Multiplexed detection using quantum dots as photoluminescent sensing elements or optical labels

Multiplexed detection, seeking either the simultaneous assessment of multiple analytes in the same experiment or the multi-detection of a single analyte in a complex sample matrix replete of interfering species, has gained, in recent years, a noteworthy interest amidst the analytical community. Evolving from early immunoassays or ELISA tests, mostly devoted to research purposes rather than to applied analytical objectives, multiplexed detection has been able, both alone and coupled to chemometric models, to deliver reliable and efficient analytical tools for disease diagnostics, drug and contaminants screening and biodefense applications in fields as different as clinical, pharmaceutical, food and environmental analysis.
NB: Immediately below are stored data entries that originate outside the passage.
PR #982, opened 2025-09-06
WIP permalink anchor stripping

### LINKED ISSUE #965: Anchor permalinks display issues
When parsing this page: [https://unplannedobsolescence.com/blog/less-htmx-is-more/](https://unplannedobsolescence.com/blog/less-htmx-is-more/), the permalink images are huge.

Image

I feelt that they should be either properly styled and sized, or completly removed.

hollisticated-horse:
This PR aims to fix #965. 

The initial method would be to remove the SVG files or element, and replace it with either a `#`.
The presence of a hidden span with permalink could also be a pattern for recognition.

However, I am unable to create a test from a source file locally. I run it with the node command, but the content is not generated...

### DIFF
--- a/Readability.js
+++ b/Readability.js
@@ -828,6 +828,7 @@ Readability.prototype = {
     this._clean(articleContent, "select");
     this._clean(articleContent, "button");
     this._cleanHeaders(articleContent);
+    this._cleanHeadingPermalinks(articleContent);
 
     // Do these last as the previous stuff may have removed junk
     // that will affect these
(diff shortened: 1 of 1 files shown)


gijsk (changes requested):
Thanks for working on this and apologies for the slow response! I've been sidetracked by various other things including some time off.

The code change looks reasonable though I would probably not replace the SVG with anything at all?

> However, I am unable to create a test from a source file locally. I run it with the node command, but the content is not generated...

Can you say more about this? What exactly are you running and what is the result?

Off-hand I would expect `npm run generate-testcase <slug>` to regenerate the testcase, and this WFM on my machine. Do you get an error instead?

I think updating the testcases is the only other thing that would stop this from being merged. 🙂

hollisticated-horse:
> Thanks for working on this and apologies for the slow response! I've been sidetracked by various other things including some time off.

Yup, I understand completely. I would have eventually closed this PR in six months time :grin: 

> The code change looks reasonable though I would probably not replace the SVG with anything at all?

My rational for replacing the svg with a "#" is to keep the anchor. I believe I saw some tests that expected anchors to stay and be displayed as #.


> Can you say more about this? What exactly are you running and what is the result?

I'll get back to you on that, I seem to remember having managed to create the test case. 

> I think updating the testcases is the only other thing that would stop this from being merged. 🙂

That part scares me a bit. Can I modify expected content in those test cases that fail ? What are the guidelines for that ?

The research on nanomaterials, in particular on photoluminescent quantum dots, has paved the way for the implementation of innovative and flexible multiplexed assays since their remarkable optical properties and tailored reactivity could be arranged in many configurations, combining different fluorophores and molecular recognition elements and providing the means for the establishment of definite reaction pathways and detection modes. This work aims at survey the optical multiplexed detection approaches using nanocrystalline materials as either PL active sensing elements or passive labels, examine the distinct roles they could play at the sensing platform, either alone or combined with other materials, and discuss their advantages, shortcomings, and application prospects.